Given information below:

PR #359, opened 2021-04-29
Graft/update redcap

graft:
Here is what I think is a working inverse-loader that loads data into existing magma records from redcap. The main purpose of this kind of loader is for when it is impossible to construct a magma identifier from redcap because data is not tracked there, e.g. assay identifiers which do not appear in a redcap clinical database.

The gist: if a model is defined as `invert: true` instead of iterating across redcap records to build new records, the loader will iterate across existing magma records, pulled by query to magma. The magma identifier is used to construct the redcap name corresponding to the magma record, and the update to the magma record is constructed based on the data from the matching redcap record. The patch + casting process is the same, so date shifting happens the same way.

In addition to this inverse-loading change I also attempted to refactor the redcap loader a bunch - the loading is now much more efficient, with fewer queries to redcap and a little better code organization. I also pared down the config format (scripts are no longer subdivided by form, each iteration is defined on the model) to remove some complexity that was no longer required. I don't anticipate many more major config format revisions of this sort going forward, though who can say?

I have made corresponding changes to the project-specific redcap loaders in a separate PR.


corps:
Nice!  Digging in.

polyphemus/lib/etls/redcap/lib/model.rb
```diff
@@ -1,38 +1,60 @@
...
-      project.logger.write("Attempting to load model #{name}.\n")
+    def events?
+      @config[:each] == "event"
+    end
+
+    def invert?
+      @config[:invert]
+    end
+
+    def magma_records
```
corps, line 34: minor nit, should this be called `existing_records` to differentiate more clearly from `records` ?

corps (approved):

polyphemus/lib/etls/redcap/lib/script.rb
```diff
@@ -1,37 +1,104 @@
...
+      return records
+    end
+
+    def inverse_load
+      update = {}
+
+      redcap_records = records
+
+      @model.magma_records.each do |record_name, magma_record|
+        next unless @attributes.values.all?{|v| v.valid?(magma_record) }
```
corps, line 44: I am a bit confused about on thing however-- the magma_records line seems to query only identifiers, will these magma_record entries support this attributes matching algorithm for other attributes somehow?

We definitely shouldn't query "all" attributes, but we may need, another approach as well?

coleshaw (approved):

PR #35, opened 2015-09-18
py-pytest-runner: remove the version 2 forcing

nerzhul:
This fix the py34-pytest-runner build, and by side the py34-irc port build.


opsec:
There are a few other ports that depend on this:
devel/py-jaraco.timing
security/py-keyring
net/py-wolframalpha
Can they cope with that change as well ?

nerzhul:
@opsec for devel/py-jaraco.timing & security/py-keyring no problem they are not python 2 or 3 dependant.
For net/py-wolframalpha the port is forced to v2. It will work on python 2.7 version, but not in 3.4, it's same problem as this port, it could not be built. Then there is no problem affecting py-pytest-runner here

opsec:
Change was committed in r397529, see also

https://bugs.freebsd.org/bugzilla/show_bug.cgi?id=203248

PR #36, opened 2015-10-06
x11/libxkbcommon: Set correct x-locale path via CONFIGURE_ARGS.

ivadasz:
This enables libxkbcommon to find the locale-specific key
composition rules installed by x11/libX11.


ivadasz:
sorry for the noise, didn't notice this was read-only ...

PR #38, opened 2015-11-15
Add start_x.elf and fixup_x.dat files.

serge-v:
This fix adds missing firmware start_x.elf and fixup_x.dat files to boot partition for Raspberry PI (versions A and B). This is required for camera and additional codecs support.


mat813:
This looks a lot like https://bugs.freebsd.org/bugzilla/show_bug.cgi?id=210041

PR #41, opened 2016-01-17
Updated FreeBSD port to build violetland 0.5

ooxi:
[Violetland](https://github.com/ooxi/violetland) was recently released in version 0.5. Since @AMDmi3 is the maintainer of this port it would be great if he could merge the changes.

I originally [created a patch](https://github.com/ooxi/violetland-freebsd-port/commit/156d859b17fc1374f51f59ad295ea31055ce13ae.patch) but then saw that the FreeBSD ports collection is available on GitHub.


AMDmi3:
We do not currently accept ports changes via pull requests, you should've sent a patch through our [bugzilla](https://bugs.freebsd.org/bugzilla/). Actually, I was already working on an update, and it requires some more changes than in your patch. However before I wanted to submit some chenges to the repo, because gettext detection and usage is broken. For instance, heavy external modules seem to be used just for gettext detection, while there's FindGettext bundled with CMake.

ooxi:
Thanks for the input! I do not remember why I didn't use the bundled `FindGettext` from CMake but I will evaluate again. My goal is to enable building on FreeBSD without much modification.

mat813:
The maintainer is working on this, so close.

PR #42, opened 2016-01-27
Update nzbget.in

dburkland:
Fix broken status command which was returning "eval: -L: not found" on my stock FreeBSD 10.2 system. Simply moved the "command" variable definition before the *_cmd variables.


dburkland:
Pushing my fix for the nzbget init script which currently has a broken status command.

mat813:
This was committed.

PR #43, opened 2016-02-03
security/py-letsencrypt: Fix pkg-message

liquid:
Only a word duplication fix but this is my first contribution to the ports tree :)


mat813:
Committing this.

PR #45, opened 2016-02-24
add 3rd party upstream_health_check module to nginx

ctriegg:
I'm not shure how to ask for adding those changes to the ports tree as this git repository is just a mirror of the FreeBSD-ports SVN repo. But I found this page https://wiki.freebsd.org/GitWorkflow/GitSvn. Is this the appropiate way? I found nothing about contribution in the porter's handbook.


mat813:
The usual way of doing things is to submit a bug on our bugzilla, see https://www.freebsd.org/doc/en/books/porters-handbook/port-upgrading.html
I have opened a bug report for you:
https://bugs.freebsd.org/bugzilla/show_bug.cgi?id=210172

PR #49, opened 2016-05-26
Add filebeat and packetbeat from Elastic

rcalixte:
@girgen has a working deployment for filebeat and packetbeat (Latest version is 1.2.3, but 1.1.2 is still compatible)
https://github.com/elastic/beats

Would be nice to have this upstream (@opsec @mat813)


mat813:
`lang/go/files/bsd.go.mk` doesn't exist any more, it's called USES=go now, could you update the patch ?

rcalixte:
I've opened a PR to @girgen with the patch. I may open a PR from the fork if it waits a while.

girgen:
Hi,

I'm not certain that separate ports is ideal.

sysutils/filebeat
sysutils/packetbeat
sysutils/topbeat

or just

sysutils/beats

thoughts?

Palle

rcalixte:
There are other community beats here (https://www.elastic.co/guide/en/beats/libbeat/master/community-beats.html) so I would think that separate ports is the correct structure as we're not going to roll them all up.

girgen:
Great!

Did you try the ports? The reason I have not committed is that I haven't got around to using them yet, so I really only know that they build properly... :)

But If you say they work, I can commit them to the (real svn) tree.

Palle

mat813:
Like I said, in the current form, they won't.

opsec:
I modified the submitted patches and I'm testbuilding right now.

opsec:
Is there a PR in bugs.freebsd.org somewhere for these ports ?

rcalixte:
I've opened https://bugs.freebsd.org/bugzilla/show_bug.cgi?id=209776 for these ports.

rcalixte:
Both filebeat and packetbeat are in the ports tree now. Closing. Thanks all!

PR #50, opened 2016-06-30
SUCCESSFUL CROSS-BUILD with some minor bugs

epipenau:
is hard coded to cater for freebsd-wifi-build world because currently xdev is broken.

every port i've tried to build with this so far works.  but there are failures in other areas, test it out to see.


mat813:
There is a review for this, so close here.

koobs:
[FreeBSD Review D7049: Improve cross building](https://reviews.freebsd.org/D7049)

PR #52, opened 2016-08-22
Build with native PKCS#11 Interface 

hb9cwp:
BIND-9.10+ provides a native PKCS#11 client [1] as a simpler and more recent alternative to interface with PKCS#11 providers, such as SoftHSMv2, compared to using High Security Modules (HSM) via OpenSSL.

The blog [2] illustrates how to use BIND's ```pkcs11-*``` and ```dnssec-* tools```  in native PKCS11 mode to generate DNSSEC Key and Zone Signing Keys in a SoftHSMv2, and to sign zones' resource records. 

This PR includes patches which I have hand-picked from Fedora 23 port's ```bind-9.10.4-1.P2.fc23.src.rpm``` patch file ```.../rpmbuild/SOURCES/bind-9.10-dist-native-pkcs11.patch```.

Note that I removed DLZ while closely following the "native PKCS11" patch of the Fedora port, although presently unsure if this necessary. 

Maybe it is cleaner, or even necessary, to have separate port like "bind910-pkcs11..." in Linux, or a "flavour" thereof like OpenBSD ports system provides?

This is my first PR for FreeBSD, please be kind :-)   Thanks.

[1] Native PKCS#11 mode
 https://ftp.isc.org/isc/bind9/cur/9.10/doc/arm/Bv9ARM.ch04.html#id-1.5.12.7

[2] DNSSEC with BIND 9.10 and native PKCS#11 support (BIND and SoftHSM)
 http://arunnsblog.com/2016/01/18/dnssec-with-bind-9-10-and-native-pkcs11/


hb9cwp:
see discussion at https://bugs.freebsd.org/bugzilla/show_bug.cgi?id=212069

mat813:
Close this here.

PR #53, opened 2016-09-27
Fix typo which remove disk plugin everywhere

vr:


jbeich:
@Jehops fixed it by 77373edbf87b. CC @swills to close.

PR #54, opened 2016-10-04
Fix an issue in vagrant when path to key contains '%'

trombik:
this pacth fixes https://github.com/mitchellh/vagrant/issues/7863

https://github.com/mitchellh/vagrant/pull/7862


trombik:
sorry wrong tree

PR #35, opened 2015-09-03
add scons support

hundeboll:


esben:
@hundeboll do you have time to look at my comments (questions)?

esben:
I have merged c override support, so you can use that now (after adding inherit c).

classes/scons.oeclass
```diff
@@ -0,0 +1,28 @@
...
+EXTRA_OESCONS ?= ""
+
+OESCONS = " \
+    --prefix=${D}${prefix} \
+    TARGET_ARCH=${TARGET_ARCH} \
+    TARGET_OS=linux \
+"
+
+OESCONS:>cxx += "CXX=${HOST_CXX}"
+OESCONS:>c += "CC=${HOST_CC}"
```
esben: You need to manually add a space in front of both CXX and CC, as the :> operator does not, and the += only adds a space between the current value (which is fx. OESCONS:>c) and the append value, and not the parent value (ie. OESCONS).

recipes/scons/scons.inc
```diff
@@ -0,0 +1,17 @@
+DESCRIPTION = "A Software Construction Tool"
+LICENSE = "MIT"
+RECIPE_TYPES = "native"
+
+SRC_URI = "http://ftp.osuosl.org/pub/blfs/conglomeration/scons/scons-${PV}.tar.gz"
+
+do_compile() {
+    python setup.py build
```
esben: Does scons have some specific python module requirements?

hundeboll: Not according to either the scons webpage or the Arch Linux package:
http://www.scons.org/doc/production/HTML/scons-user/ch01s03.html
https://www.archlinux.org/packages/extra/any/scons/

PR #48, opened 2015-10-02
gcc: Sets --with-float argument for arm to gcc for selecting default float-abi.

sknsean:


sknsean:
We are building a machine with:
MACHINE_CPU = "arm-imx53"
MACHINE_ABI	= "softfp arm"
This results in arm-cortexa8neonsfp-linux-gnueabi-gcc default is selecting soft as mfloat-abi.
This patch fixes this and default is now softfp.

Is this the right way to do it?

esben:
I think it is the right thing to do...

Could you verify that it also behaves correctly for not softfp arm architectures, fx. arm-926ejs ?

sknsean:
MACHINE_CPU = "arm-at91sam9260" results in:
  -march=                     		armv5te
  -marm                       		[enabled]
  -mfloat-abi=                		soft
  -mfpu=                      		vfp

sknsean:
When we are building a machine with:
MACHINE_CPU = "arm-imx53"
MACHINE_ABI = "softfp arm"
Or
MACHINE_CPU = "arm-imx6"
MACHINE_ABI = "hard"

The default march is armv2 it that a problem?  Or is it the mcpu which determines the architecture?
  -march=                     		armv2
  -mcpu=                      		cortex-a8

esben:
How do you see this armv2 default march?  Sounds like something we want to fix.

Looking good with the arm-at91sam9260 example.  I will be merging moths PR #49 instead of this, as it includes this change, and has a lot of other goodies.

But thanks for the work!

PR #54, opened 2015-10-14
Add use flag to include deprecated rpc functionality

ksorensen:
Add use flag to enable obsolete rcp support

This is necessary in order to be able to use nfs.

Signed-off-by: Klaus Henning Sorensen <klaus.sorensen@prevas.dk>


recipes/eglibc/eglibc.inc
```diff
@@ -24,14 +24,17 @@ LIBTOOL_DEPENDS = ""
 
 MACHINE[unexport]       = "1"
 
-RECIPE_FLAGS:native = "toolchain_kernel_version_native"
-RECIPE_FLAGS:machine = "toolchain_kernel_version_machine"
+RECIPE_FLAGS:native = "toolchain_kernel_version_native eglibc_obsolete_rpc"
```
esben: If we have it for both native and machine, shouldn't we have it for sdk also?

esben: We might also want to call it glibc_obsolete_rpc, preparing for using same flag on newer OE-lite/core.

esben:
Should add the same stuff to our master branch, and thus glibc 2.21?

recipes/eglibc/eglibc.inc
```diff
@@ -24,14 +24,17 @@ LIBTOOL_DEPENDS = ""
...
+RECIPE_FLAGS:machine = "toolchain_kernel_version_machine eglibc_obsolete_rpc"
 RECIPE_FLAGS:sdk = "toolchain_kernel_version_sdk"
 
 DEFAULT_USE_toolchain_kernel_version_native	= "2.6.32"
 DEFAULT_USE_toolchain_kernel_version_machine	= "2.6.32"
 DEFAULT_USE_toolchain_kernel_version_sdk	= "2.6.32"
```
esben: Should we add a
DEFAULT_USE_eglibc_obsolete_rpc = "1"
line, to have this enabled by default?  Or does it add considerably to footprint, so it makes sense to keep it disabled by default?

ksorensen: I cannot image it adds significant footprint. The reason I left it disabled by default is because it is deprecated.

The correct long term solution is to use libtirpc instead of rpc in (e)glibc.

ksorensen: I think Kim H would like the same functionality in the master branch in order to be able to use nfs.

recipes/eglibc/eglibc.inc
ksorensen: It should probably be added for sdk as well.

recipes/eglibc/eglibc.inc
esben: Ok, I think we should consider enabling it by default on the master branch (until we have libtirpc in place).

recipes/eglibc/eglibc.inc
esben: We could also just add --enable-obsolete-rpc for both native and sdk always, as the minimal added size should not matter there.

ksorensen:
Force pushed changes.

Added recipe flag to sdk and enabled as default.

recipes/eglibc/eglibc.inc
```diff
@@ -24,14 +24,18 @@ LIBTOOL_DEPENDS = ""
...
+RECIPE_FLAGS:>machine	= " toolchain_kernel_version_machine eglibc_obsolete_rpc"
+RECIPE_FLAGS:>sdk	= " toolchain_kernel_version_sdk eglibc_obsolete_rpc"
 
 DEFAULT_USE_toolchain_kernel_version_native	= "2.6.32"
 DEFAULT_USE_toolchain_kernel_version_machine	= "2.6.32"
 DEFAULT_USE_toolchain_kernel_version_sdk	= "2.6.32"
 
+OBSOLETE_RPC = ""
+DEFAULT_USE_eglibc_obsolete_rpc = "1"
+OBSOLETE_RPC:>USE_eglibc_obsolete_rpc = " --enable-obsolete-rpc"
```
esben: You could just have used OBSOLETE_RPC:USE_eglibc_obsolete_rpc but the result would have been the same.

ksorensen:
The build fails when building rsync for powerpc

From the log file:

```
+ make -j8
perl ./mkproto.pl ./*.c ./lib/compat.c
sed 's;\@bindir\@;/usr/bin;g' <./rsync-ssl.in >rsync-ssl
sed 's;\@stunnel4\@;stunnel;g' <./stunnel-rsync.in >stunnel-rsync
sed 's;\@bindir\@;/usr/bin;g' <./stunnel-rsyncd.conf.in >stunnel-rsyncd.conf
Copying srcdir rsync.1
cp: cannot stat `./rsync.1': No such file or directory
make: [man-copy] Error 1 (ignored)
Copying srcdir rsyncd.conf.5
cp: cannot stat `./rsyncd.conf.5': No such file or directory
make: [man-copy] Error 1 (ignored)
In file included from ./rounding.c:20:0:
./rsync.h:1003:19: fatal error: proto.h: No such file or directory
 #include "proto.h"
```

The "Copying srcdir rsync.1" output comes from Makefile.in and proto.h is part of the rsync package.

It seems unrelated to the rpc change.

Have you seen this before or do you have any ideas?

esben:
It should be fixed by the fix merged to OE-lite/base 4.0 today.  I will kick the buildbot to rebuild this PR again.

ksorensen:
I have noticed an issue with this.

I set 

```
MACHINE_USE_eglibc_obsolete_rpc = "1"
```

in my configuration file.

This leads to

```
Deleting MACHINE_USE_eglibc_obsolete_rpc variable from sdk:eglibc_2.18
```

when the recipe for eglibc is processed.

For my current test build, I have removed eglibc_obsolete_rpc from RECIPE_FLAGS:>sdk:

```
RECIPE_FLAGS:>native    = " toolchain_kernel_version_native eglibc_obsolete_rpc"
RECIPE_FLAGS:>machine   = " toolchain_kernel_version_machine eglibc_obsolete_rpc
RECIPE_FLAGS:>sdk       = " toolchain_kernel_version_sdk"
```

Which gets rid of the warning, but may not be what I really try to accomplish.

Any suggestions?

esben:
You could remove it from RECIPE_FLAGS:>native also.

It does not seem relevant to either of them.

ksorensen:
I have force pushed a new version of this.

The binaries that are built work for me.

I have notice something odd though.

If eglibc_obsolete_rpc is included in RECIPE_FLAGS:>native, non-working artifacts are built and some artifacts (including eglibc) are placed in

tmp/work/machine/powerpc-e300c3-linux-gnu
and some are placed in
tmp/work/machine/powerpc-e300c3-linux-gnu.focondrm


If eglibc_obsolete_rpc is not included in RECIPE_FLAGS:>native, working artifacts are built, and all build artifacts are placed in

tmp/work/machine/powerpc-e300c3-linux-gnu.focondrm

I do not know why adding a recipe flag for sdk builds causes this difference.

esben:
Sounds strange, and quite disturbing.

But in this case, I cannot see any reason what so ever for include eglibc_obsolete_rpc in RECIPE_FLAGS for native.

Could you take a look at the resulting native:eglibc metadata, ie.

```
oe show native:eglibc
```

and see where the MACHINE related powerpc-e300c3-linux-gnu is coming from?

If it is not there, it might come from some of a native dependency that has been staged for native:eglibc.

Be specially on the outlook for anything that relates to MACHINE* variables and native recipes.
There is no, absolutely no, good reasons for MACHINE* variables to exist in native recipe metadata.

PR #55, opened 2015-10-14
4.0 powerpc32

ksorensen:
Various fixes for powerpc32 build.

The circular dependency and gettimeofday commits are in glibc-2.19 and not necessary for the master branch.

The 32 bit addressing patch may be relevant for master in some form. It can be improved

  - Maybe use flag to enable, there is some performance impact since all calls resolved by the dynamic linker will be 32 bit.

  - The toolchain should probably use -fPIC as default if 32 bit addressing is supported


esben:
Looks good. If you would split the the 32 bit addressing patch in a separate PR, I would like to merge the two other as they are.

As for the 32 bit addressing patch, I agree, it should be controllable with a USE flag.  And it needs to be applied to master branch also.  This will be easier to handle in a separate PR.

ksorensen:
I'll split this pull request up into three separate pull request

PR #60, opened 2015-10-20
largefile: enforce largefile autotools flags

kimrhh:
Make sure we enable largefile support when the useflag is enabled
by forcing largefile specific autotools flags to the correct settings.

without this e.g. libsndfile would not be built with largefile
support even though the configure switch was on.

### DIFF
--- a/classes/largefile.oeclass
+++ b/classes/largefile.oeclass
@@ -7,7 +7,12 @@
 
 CLASS_FLAGS += "largefile"
 EXTRA_OECONF_LARGEFILE = "--disable-largefile"
-EXTRA_OECONF_LARGEFILE:USE_largefile = "--enable-largefile"
+EXTRA_OECONF_LARGEFILE:USE_largefile = "\
+    --enable-largefile \
+    ac_cv_sys_largefile_source=1 \
+    ac_cv_sys_file_offset_bits=64 \
+    ac_cv_sizeof_off_t=8 \
+"
 EXTRA_OECONF += "${EXTRA_OECONF_LARGEFILE}"
 
 # Local Variables:


kimrhh:
i have not verified for all archs no, but if we stick it there, don't we risk using largefile settings even when that is disabled? I guess I should see how that behaves...

esben:
ac_cv_sizeof_off_t is not a largefile settings, it is just the length in bytes of the off_t type, and should be handled in the same way as all the other ac_cv_sizeof_* variables in fx. site/arm.

kimrhh:
setting it do 8 bytes seems very much like something that should only be done with large file support though. The default will be 4 bytes for a 32bit system, and I can't really grasp what that could happen if that is set when the system is otherwise configured to not support largefile

kimrhh:
As the "GNU C Library Reference Manual" says

off_t
    This is a signed integer type used to represent file sizes. 
    In the GNU C Library, this type is no narrower than int.
    If the source is compiled with _FILE_OFFSET_BITS == 64 this 
    type is transparently replaced by off64_t.
and

off64_t
    This type is used similar to off_t. The difference is that 
    even on 32 bit machines, where the off_t type would have 32 bits,
    off64_t has 64 bits and so is able to address files up to 2^63 bytes
    in length. When compiling with _FILE_OFFSET_BITS == 64 this type 
    is available under the name off_t.

kimrhh:
guess what really should happens should be that autotools checks how libc was built instead of relying on hardcoded settings ?

esben:
Thought experiment:

1. glibc built with largefile support, and thus off_t being replaced by off64_t.
2. recipe built without largefile.oeclass, and possibly using ac_cv_sizeof_off_t=4
3. Here be dragons?

So, putting it in largefile.oeclass is probably not good enough.
Sticking it directly in site/arm is wrong and bad.

kimrhh:
yeah, this is a mess, this is also what people say other places mentioning it. It might be better to add to CFLAGS/LDFLAGS in largefile.oeclass instead, since that would then only be forced on when you want largefile support?

I _think_ the flags are the same for all archs, but let me check that

esben:
If we do it like that (force it to 8 bytes in largefile.oeclass), you still have potential hidden bugs in recipes using ac_cv_sizeof_off_t but not inheriting largefile.oeclass.

What we really should do, is to have glibc provide it's own siteinfo snippet file, which then get's staged in all recipes using glibc, and have siteinfo.oeclass include that when generating siteinfo files.

From current siteinfo.oeclass:

```
    # TODO: could be extended with searching in stage dir, so build
    # dependencies could provide sitefiles instead of piling everything
    # into common files.  When building for MACHINE_ARCH, search for
    # sitefiles in stage/machine/usr/share/config.site/* and each build#
    # dependency should then install their files into it's own config.site
    # subdir.
```

esben:
A similar PR (#61) was merged to master, and will be included in 5.0.0.

It does not seem like a good candidate for being most backwards compatible bugfix, so could we perhaps close this PR?

kimrhh:
just stumbled over this, yes let us close it :)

End of Given information.

- Work required: The answer is the lines above between the line holding "Sticking it directly" and the line holding "If we do it", inclusive, each written out exactly, and no others.

- Expected output:
Sticking it directly in site/arm is wrong and bad.

kimrhh:
yeah, this is a mess, this is also what people say other places mentioning it. It might be better to add to CFLAGS/LDFLAGS in largefile.oeclass instead, since that would then only be forced on when you want largefile support?

I _think_ the flags are the same for all archs, but let me check that

esben:
If we do it like that (force it to 8 bytes in largefile.oeclass), you still have potential hidden bugs in recipes using ac_cv_sizeof_off_t but not inheriting largefile.oeclass.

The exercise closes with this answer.